Felbamate
Class: Antiepileptic (carbamate derivative)
Indications
- Adjunctive or monotherapy for refractory partial seizures
- Lennox–Gastaut syndrome (severe childhood epilepsy)
- Reserved for patients unresponsive to other antiepileptics due to toxicity risks
Mechanism of Action
- Blocks NMDA receptor (glutamate-mediated excitatory transmission)
- Modulates GABAergic function
- Blocks voltage-gated sodium channels
Dosage
- Adults: Start 1200 mg/day orally in 3–4 divided doses; increase by 600–1200 mg every 1–2 weeks up to 3600 mg/day (max)
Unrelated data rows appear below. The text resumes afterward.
PR #7453, opened 2022-01-22
Fix and improve Audit message header parsing

Smjert:
The logic parsing the Audit message header was a bit too lenient
towards a malformed prefix and so it was possible to cause a crash.
Improve the checks done to avoid crashes.

Also improve how the message "subtype" (seccomp, AppArmor, SELinux)
is detected, avoiding multiple copies of the Audit message string
and avoiding multiple scans.

### DIFF
--- a/osquery/events/linux/auditdnetlink.cpp
+++ b/osquery/events/linux/auditdnetlink.cpp
@@ -15,8 +15,7 @@
 
 #include <chrono>
 #include <iostream>
-
-#include <boost/utility/string_ref.hpp>
+#include <string>
 
 #include <osquery/core/flags.h>
 #include <osquery/events/linux/apparmor_events.h>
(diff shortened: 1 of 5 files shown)


osquery/events/tests/linux/audit_tests.cpp
```diff
@@ -54,18 +54,20 @@ TEST_F(AuditTests, test_handle_reply) {
   struct audit_reply reply;
   reply.type = 1;
   reply.len = message.size();
-  reply.message = (char*)malloc(sizeof(char) * (message.size() + 1));
-  memset((void*)reply.message, 0, message.size() + 1);
-  memcpy((void*)reply.message, message.c_str(), message.size());
+  reply.message = message.c_str();
```
mike-myers-tob, line 57: Nice, thanks for getting rid of that `malloc` and `free`

osquery/events/linux/auditdnetlink.cpp
```diff
@@ -857,32 +877,67 @@ bool AuditdNetlinkParser::ParseAuditReply(
 
   // Parse the record header
   event_record.type = reply.type;
-  boost::string_ref message_view(reply.message,
-                                 static_cast<unsigned int>(reply.len));
+  std::string_view message_view(reply.message,
+                                static_cast<std::size_t>(reply.len));
+
+  /* NOTE: The preamble is "audit(%llu.%03lu:%u): ",
```
mike-myers-tob, line 883: While I accept that this is a more careful parsing of the Audit message header, and the added comments are a big improvement ... is the use of some hardcoded constant offsets, and taking length measurements of the preamble, really the best way to parse it? What about a regex approach?

osquery/events/linux/auditdnetlink.cpp
```diff
@@ -857,32 +877,67 @@ bool AuditdNetlinkParser::ParseAuditReply(
...
 
   // Save the whole message for AppArmor too
-  if (isAppArmorRecord(reply)) {
-    event_record.raw_data = reply.message;
+  if (subtype == AuditRecordSubtype::AppArmor) {
+    event_record.raw_data = message_view;
+  }
+
+  if (message_view.size() < (preamble_end + 3)) {
+    return false;
```
mike-myers-tob, line 936: With the addition of this `return false` and the stricter check that can result in the `return false` on line 911, is there an error logged? (In case this code ever started discarding too many Audit messages.)

mike-myers-tob, line 936: With the addition of this `return false` and the stricter check that can result in the `return false` on line 911, is there an error logged? (In case this code ever started discarding too many Audit messages.)

PR #7454, opened 2022-01-22
Implement fuzzing of audit parsing

Smjert:
Implement a simple fuzzer for the audit message header parsing.

Also improve our CMake APIs so that we can better select
which libraries we need to link,
so to create a much lighter fuzzing binary, when possible.


Smjert:
Depends on: https://github.com/osquery/osquery/pull/7453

- Children: 15 mg/kg/day in 3–4 doses; increase gradually to 30–45 mg/kg/day
Major Side Effects
- Insomnia, headache, dizziness
- GI upset (anorexia, nausea, vomiting)
- Weight loss
- Severe: Aplastic anemia (rare but often fatal)
- Severe: Hepatic failure
Contraindications
- History of aplastic anemia
- History of hepatic dysfunction or liver failure
- Hypersensitivity to felbamate
Compatible Solvent / Administration
- Oral tablets or suspension
- Administer with or without food
Special Precautions
- Requires written informed consent due to risk of aplastic anemia and hepatic failure
- Monitor CBC and liver function tests frequently
- Reserved only for severe refractory epilepsy cases
Key Point: Felbamate is effective in refractory seizures and Lennox–Gastaut syndrome but is rarely used due to life-threatening risks of aplastic anemia and hepatic failure.